Any thoughts on this idea? Have I missed something or made any silly assumptions that are incorrect?
 
Dig down and insulate and then you can fit ufh quite common in older houses to have to do this

As for buffer you need around 65l per k load per hour

Let’s take a stnd 12kw property so that’s 780l per hour required buffer capacity around 6 hours normally around 4000l required
 
Dig down and insulate and then you can fit ufh quite common in older houses to have to do this
Thank you we'll have to look into this but it's good news that this is quite a common thing to fix. Sadly for the upstairs also has a particularly low part where a gully in the roof runs across the house which we already need to raise so that we can walk through that area without ducking - Will have to see what the planning say about raising that gully to see if we can also gain enough space upstairs for this. (And check the costs of course! Might need to look at the systems which fit under the floorboards.)

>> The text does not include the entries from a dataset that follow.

PR #1, opened 2020-04-13
Implement builder pattern for Session 

akshayknarayan:
It's useful to have various configuration options for ssh, and inconvenient to pass them all in `connect()`. Instead, implement the builder pattern for configuring an ssh connection.

Then, use the builder pattern to easily implement support for custom ssh keys (`ssh -i`).

### DIFF
--- a/src/lib.rs
+++ b/src/lib.rs
@@ -150,6 +150,7 @@ impl KnownHosts {
 pub struct SessionBuilder {
     user: Option<String>,
     port: Option<String>,
+    keyfile: Option<std::path::PathBuf>,
     known_hosts_check: KnownHosts,
 }
 
@@ -158,6 +159,7 @@ impl Default for SessionBuilder {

As for buffer you need around 65l per k load per hour

Let’s take a stnd 12kw property so that’s 780l per hour required buffer capacity around 6 hours normally around 4000l required
Doh, I had the numbers right there in front of me and missed the glaring flaw in the scheme - Thank you for pointing that out. In that case this idea becomes solely about a cheaper way of diverting to offset some fuel usage without having to worry about flow temperatures and heat pump compatibility, rather than any storage. It does however rely on a large immersion heater and excessive amounts of solar PV - Enough to produce a decent amount if electrical energy early in the morning or during the winter months.


For our situation I'm not sure we'd have the space for such a large storage tank, at least not in a location which was practical for the piping. Could possibly bury one as we need to dig up some areas anyway but would need to find a suitable tank which would survive underground so I suspect that's a non-starter.

Looks like there's at least a path towards lowering the flow temperature and then adding a heat pump which might be the most practical thing for us. That or possibly just installing air conditioning and using that as the primary heat source throughout the day.
 
Do you get much sun light / energy you could try solar tubes it’s more efficient and can run the heat straight away eg in the morning to heat the property

They make in short ufh t and g panels that replace the flooring eg


It’s one of them budget is key and if your going to do ufh down stairs best to do it before you move in
 
Do you get much sun light / energy you could try solar tubes it’s more efficient and can run the heat straight away eg in the morning to heat the property
Do you mean the evacuated tubes or something else? The property already has those (one panel facing east and one facing west) for the DHW but I've only ever seen them used for DHW and never for the central heating - Will have to look into that one further.

They make in short ufh t and g panels that replace the flooring eg

It’s one of them budget is key and if your going to do ufh down stairs best to do it before you move in
Thank you, that looks ideal. We will be removing some walls downstairs anyway so the added disruption of adding underfloor heating won't be an issue - Or should I say it won't be any worse than we'll already have to put up with!